#### Task statement:
Return the data that follows exactly, with each line intact.

#### Data:
'''

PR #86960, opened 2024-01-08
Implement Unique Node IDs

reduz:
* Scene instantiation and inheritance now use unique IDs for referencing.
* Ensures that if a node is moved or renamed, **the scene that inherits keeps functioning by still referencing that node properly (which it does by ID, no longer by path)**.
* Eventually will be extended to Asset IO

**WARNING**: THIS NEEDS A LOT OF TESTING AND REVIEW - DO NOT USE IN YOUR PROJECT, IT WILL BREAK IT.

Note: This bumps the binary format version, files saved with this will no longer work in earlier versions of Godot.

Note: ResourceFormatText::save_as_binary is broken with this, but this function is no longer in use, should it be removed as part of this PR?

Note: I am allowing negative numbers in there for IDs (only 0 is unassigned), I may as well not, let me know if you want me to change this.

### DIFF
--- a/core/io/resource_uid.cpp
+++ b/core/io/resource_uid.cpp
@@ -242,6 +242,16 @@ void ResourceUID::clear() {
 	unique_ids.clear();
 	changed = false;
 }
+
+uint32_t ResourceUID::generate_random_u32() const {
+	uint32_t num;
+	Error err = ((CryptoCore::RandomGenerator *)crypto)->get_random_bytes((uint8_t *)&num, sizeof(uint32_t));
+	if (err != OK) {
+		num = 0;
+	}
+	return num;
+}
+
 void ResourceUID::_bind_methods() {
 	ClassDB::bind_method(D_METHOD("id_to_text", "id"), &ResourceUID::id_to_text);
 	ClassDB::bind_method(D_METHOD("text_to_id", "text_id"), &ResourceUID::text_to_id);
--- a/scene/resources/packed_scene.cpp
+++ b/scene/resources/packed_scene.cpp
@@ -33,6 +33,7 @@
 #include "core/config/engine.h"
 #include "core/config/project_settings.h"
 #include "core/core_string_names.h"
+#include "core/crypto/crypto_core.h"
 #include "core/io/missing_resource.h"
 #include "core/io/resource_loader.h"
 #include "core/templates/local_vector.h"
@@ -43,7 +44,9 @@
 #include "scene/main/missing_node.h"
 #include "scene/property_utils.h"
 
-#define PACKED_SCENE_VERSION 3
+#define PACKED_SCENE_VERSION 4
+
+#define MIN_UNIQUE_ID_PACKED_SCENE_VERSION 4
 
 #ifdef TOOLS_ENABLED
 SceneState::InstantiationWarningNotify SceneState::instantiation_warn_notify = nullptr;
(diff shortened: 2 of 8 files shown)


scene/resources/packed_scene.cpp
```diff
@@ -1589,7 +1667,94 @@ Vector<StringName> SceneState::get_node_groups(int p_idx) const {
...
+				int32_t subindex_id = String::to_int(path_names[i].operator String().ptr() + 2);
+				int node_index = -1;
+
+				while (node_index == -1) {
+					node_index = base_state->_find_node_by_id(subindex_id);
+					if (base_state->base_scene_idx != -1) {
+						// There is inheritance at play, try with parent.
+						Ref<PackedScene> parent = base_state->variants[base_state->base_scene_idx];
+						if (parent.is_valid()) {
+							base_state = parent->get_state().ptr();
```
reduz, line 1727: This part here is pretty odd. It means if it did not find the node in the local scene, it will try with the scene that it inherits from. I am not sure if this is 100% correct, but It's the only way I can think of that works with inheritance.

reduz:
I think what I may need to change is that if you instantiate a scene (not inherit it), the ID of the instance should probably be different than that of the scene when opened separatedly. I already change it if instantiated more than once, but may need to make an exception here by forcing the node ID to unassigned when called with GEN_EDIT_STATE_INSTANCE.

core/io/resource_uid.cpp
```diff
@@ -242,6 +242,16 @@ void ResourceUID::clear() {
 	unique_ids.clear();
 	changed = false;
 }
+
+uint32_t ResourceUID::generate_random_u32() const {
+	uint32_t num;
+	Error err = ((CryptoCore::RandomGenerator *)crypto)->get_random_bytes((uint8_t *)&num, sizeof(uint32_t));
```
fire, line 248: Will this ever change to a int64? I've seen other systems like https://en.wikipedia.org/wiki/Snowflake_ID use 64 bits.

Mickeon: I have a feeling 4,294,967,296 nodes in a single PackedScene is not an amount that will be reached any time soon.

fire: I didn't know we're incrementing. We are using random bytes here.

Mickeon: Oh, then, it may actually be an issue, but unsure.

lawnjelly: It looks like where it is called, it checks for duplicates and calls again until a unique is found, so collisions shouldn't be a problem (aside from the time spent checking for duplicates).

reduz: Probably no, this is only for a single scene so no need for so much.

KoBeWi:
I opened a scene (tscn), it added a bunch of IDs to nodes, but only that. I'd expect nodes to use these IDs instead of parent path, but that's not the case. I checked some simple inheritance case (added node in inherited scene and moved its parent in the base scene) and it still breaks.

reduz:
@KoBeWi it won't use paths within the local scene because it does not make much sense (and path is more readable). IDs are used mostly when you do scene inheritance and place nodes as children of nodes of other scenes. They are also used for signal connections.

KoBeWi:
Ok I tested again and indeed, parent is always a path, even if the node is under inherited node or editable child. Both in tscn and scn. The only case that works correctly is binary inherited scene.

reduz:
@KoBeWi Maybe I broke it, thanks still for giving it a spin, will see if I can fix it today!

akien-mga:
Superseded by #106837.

'''

#### Solution to this task:
PR #86960, opened 2024-01-08
Implement Unique Node IDs

reduz:
* Scene instantiation and inheritance now use unique IDs for referencing.
* Ensures that if a node is moved or renamed, **the scene that inherits keeps functioning by still referencing that node properly (which it does by ID, no longer by path)**.
* Eventually will be extended to Asset IO

**WARNING**: THIS NEEDS A LOT OF TESTING AND REVIEW - DO NOT USE IN YOUR PROJECT, IT WILL BREAK IT.

Note: This bumps the binary format version, files saved with this will no longer work in earlier versions of Godot.

Note: ResourceFormatText::save_as_binary is broken with this, but this function is no longer in use, should it be removed as part of this PR?

Note: I am allowing negative numbers in there for IDs (only 0 is unassigned), I may as well not, let me know if you want me to change this.

### DIFF
--- a/core/io/resource_uid.cpp
+++ b/core/io/resource_uid.cpp
@@ -242,6 +242,16 @@ void ResourceUID::clear() {
 	unique_ids.clear();
 	changed = false;
 }
+
+uint32_t ResourceUID::generate_random_u32() const {
+	uint32_t num;
+	Error err = ((CryptoCore::RandomGenerator *)crypto)->get_random_bytes((uint8_t *)&num, sizeof(uint32_t));
+	if (err != OK) {
+		num = 0;
+	}
+	return num;
+}
+
 void ResourceUID::_bind_methods() {
 	ClassDB::bind_method(D_METHOD("id_to_text", "id"), &ResourceUID::id_to_text);
 	ClassDB::bind_method(D_METHOD("text_to_id", "text_id"), &ResourceUID::text_to_id);
--- a/scene/resources/packed_scene.cpp
+++ b/scene/resources/packed_scene.cpp
@@ -33,6 +33,7 @@
 #include "core/config/engine.h"
 #include "core/config/project_settings.h"
 #include "core/core_string_names.h"
+#include "core/crypto/crypto_core.h"
 #include "core/io/missing_resource.h"
 #include "core/io/resource_loader.h"
 #include "core/templates/local_vector.h"
@@ -43,7 +44,9 @@
 #include "scene/main/missing_node.h"
 #include "scene/property_utils.h"
 
-#define PACKED_SCENE_VERSION 3
+#define PACKED_SCENE_VERSION 4
+
+#define MIN_UNIQUE_ID_PACKED_SCENE_VERSION 4
 
 #ifdef TOOLS_ENABLED
 SceneState::InstantiationWarningNotify SceneState::instantiation_warn_notify = nullptr;
(diff shortened: 2 of 8 files shown)


scene/resources/packed_scene.cpp
```diff
@@ -1589,7 +1667,94 @@ Vector<StringName> SceneState::get_node_groups(int p_idx) const {
...
+				int32_t subindex_id = String::to_int(path_names[i].operator String().ptr() + 2);
+				int node_index = -1;
+
+				while (node_index == -1) {
+					node_index = base_state->_find_node_by_id(subindex_id);
+					if (base_state->base_scene_idx != -1) {
+						// There is inheritance at play, try with parent.
+						Ref<PackedScene> parent = base_state->variants[base_state->base_scene_idx];
+						if (parent.is_valid()) {
+							base_state = parent->get_state().ptr();
```
reduz, line 1727: This part here is pretty odd. It means if it did not find the node in the local scene, it will try with the scene that it inherits from. I am not sure if this is 100% correct, but It's the only way I can think of that works with inheritance.

reduz:
I think what I may need to change is that if you instantiate a scene (not inherit it), the ID of the instance should probably be different than that of the scene when opened separatedly. I already change it if instantiated more than once, but may need to make an exception here by forcing the node ID to unassigned when called with GEN_EDIT_STATE_INSTANCE.

core/io/resource_uid.cpp
```diff
@@ -242,6 +242,16 @@ void ResourceUID::clear() {
 	unique_ids.clear();
 	changed = false;
 }
+
+uint32_t ResourceUID::generate_random_u32() const {
+	uint32_t num;
+	Error err = ((CryptoCore::RandomGenerator *)crypto)->get_random_bytes((uint8_t *)&num, sizeof(uint32_t));
```
fire, line 248: Will this ever change to a int64? I've seen other systems like https://en.wikipedia.org/wiki/Snowflake_ID use 64 bits.

Mickeon: I have a feeling 4,294,967,296 nodes in a single PackedScene is not an amount that will be reached any time soon.

fire: I didn't know we're incrementing. We are using random bytes here.

Mickeon: Oh, then, it may actually be an issue, but unsure.

lawnjelly: It looks like where it is called, it checks for duplicates and calls again until a unique is found, so collisions shouldn't be a problem (aside from the time spent checking for duplicates).

reduz: Probably no, this is only for a single scene so no need for so much.

KoBeWi:
I opened a scene (tscn), it added a bunch of IDs to nodes, but only that. I'd expect nodes to use these IDs instead of parent path, but that's not the case. I checked some simple inheritance case (added node in inherited scene and moved its parent in the base scene) and it still breaks.

reduz:
@KoBeWi it won't use paths within the local scene because it does not make much sense (and path is more readable). IDs are used mostly when you do scene inheritance and place nodes as children of nodes of other scenes. They are also used for signal connections.

KoBeWi:
Ok I tested again and indeed, parent is always a path, even if the node is under inherited node or editable child. Both in tscn and scn. The only case that works correctly is binary inherited scene.

reduz:
@KoBeWi Maybe I broke it, thanks still for giving it a spin, will see if I can fix it today!

akien-mga:
Superseded by #106837.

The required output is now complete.